# Task brief:
Count every line in the entries below that contains the word "opened", and give only that number.

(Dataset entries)
=== Begin Enclosure ===

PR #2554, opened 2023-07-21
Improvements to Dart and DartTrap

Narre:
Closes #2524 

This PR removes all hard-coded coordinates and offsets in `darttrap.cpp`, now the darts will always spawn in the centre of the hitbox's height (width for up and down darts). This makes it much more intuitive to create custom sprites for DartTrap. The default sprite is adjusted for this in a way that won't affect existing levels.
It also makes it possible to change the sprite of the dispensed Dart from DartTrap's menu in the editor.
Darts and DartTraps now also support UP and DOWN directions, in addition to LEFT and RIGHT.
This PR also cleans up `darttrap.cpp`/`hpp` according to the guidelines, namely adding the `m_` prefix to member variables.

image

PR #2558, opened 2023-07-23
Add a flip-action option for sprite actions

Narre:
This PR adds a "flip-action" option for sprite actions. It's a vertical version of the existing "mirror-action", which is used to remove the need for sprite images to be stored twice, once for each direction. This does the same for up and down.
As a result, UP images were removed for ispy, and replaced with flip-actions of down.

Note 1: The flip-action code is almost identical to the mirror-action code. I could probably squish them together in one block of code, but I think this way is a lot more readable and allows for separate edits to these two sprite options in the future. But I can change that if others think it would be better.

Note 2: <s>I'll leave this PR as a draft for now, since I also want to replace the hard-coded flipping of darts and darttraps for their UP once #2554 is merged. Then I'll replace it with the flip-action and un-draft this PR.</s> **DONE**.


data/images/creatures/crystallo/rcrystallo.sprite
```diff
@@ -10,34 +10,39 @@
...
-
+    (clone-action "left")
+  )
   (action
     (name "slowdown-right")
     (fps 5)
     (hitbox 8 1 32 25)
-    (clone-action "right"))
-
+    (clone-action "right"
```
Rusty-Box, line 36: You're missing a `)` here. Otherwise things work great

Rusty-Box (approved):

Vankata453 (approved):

=== End Enclosure ===
=== Begin Enclosure ===

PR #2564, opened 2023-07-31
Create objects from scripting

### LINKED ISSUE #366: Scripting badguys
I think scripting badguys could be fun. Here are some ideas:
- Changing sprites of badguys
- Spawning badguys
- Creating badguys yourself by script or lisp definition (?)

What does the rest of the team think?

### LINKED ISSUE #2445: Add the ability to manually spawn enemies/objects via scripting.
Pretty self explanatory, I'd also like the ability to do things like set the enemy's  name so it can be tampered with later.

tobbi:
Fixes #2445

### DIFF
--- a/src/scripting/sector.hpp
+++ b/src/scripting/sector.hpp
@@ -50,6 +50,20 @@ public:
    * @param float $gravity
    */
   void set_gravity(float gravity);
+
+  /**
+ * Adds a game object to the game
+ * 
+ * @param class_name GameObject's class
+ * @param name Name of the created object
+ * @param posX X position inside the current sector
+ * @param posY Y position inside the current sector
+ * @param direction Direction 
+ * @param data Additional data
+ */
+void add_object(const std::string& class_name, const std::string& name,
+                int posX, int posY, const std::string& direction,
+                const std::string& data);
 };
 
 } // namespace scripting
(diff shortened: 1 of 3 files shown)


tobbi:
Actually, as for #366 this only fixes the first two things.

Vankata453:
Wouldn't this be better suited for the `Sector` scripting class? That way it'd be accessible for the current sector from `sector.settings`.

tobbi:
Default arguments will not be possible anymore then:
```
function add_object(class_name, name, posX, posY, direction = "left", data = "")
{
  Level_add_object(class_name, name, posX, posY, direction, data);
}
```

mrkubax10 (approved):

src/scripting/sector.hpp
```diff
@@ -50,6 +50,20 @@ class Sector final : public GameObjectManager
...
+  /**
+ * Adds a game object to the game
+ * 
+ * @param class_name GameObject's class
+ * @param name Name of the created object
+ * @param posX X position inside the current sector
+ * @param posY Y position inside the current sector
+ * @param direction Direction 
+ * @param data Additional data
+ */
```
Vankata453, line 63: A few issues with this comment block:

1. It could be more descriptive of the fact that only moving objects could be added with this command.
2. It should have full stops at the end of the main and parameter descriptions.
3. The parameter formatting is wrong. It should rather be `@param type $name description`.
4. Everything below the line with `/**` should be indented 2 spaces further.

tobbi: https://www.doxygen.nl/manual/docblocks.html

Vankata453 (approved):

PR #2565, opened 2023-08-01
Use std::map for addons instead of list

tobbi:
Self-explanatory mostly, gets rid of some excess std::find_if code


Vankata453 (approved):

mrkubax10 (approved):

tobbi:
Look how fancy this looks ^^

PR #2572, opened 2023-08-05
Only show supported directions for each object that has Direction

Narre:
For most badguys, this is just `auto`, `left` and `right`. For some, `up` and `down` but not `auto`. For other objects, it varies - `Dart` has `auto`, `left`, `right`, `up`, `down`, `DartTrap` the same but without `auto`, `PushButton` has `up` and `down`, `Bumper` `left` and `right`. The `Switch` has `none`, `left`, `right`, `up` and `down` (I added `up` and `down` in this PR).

=== End Enclosure ===

# Answer for this exercise:
5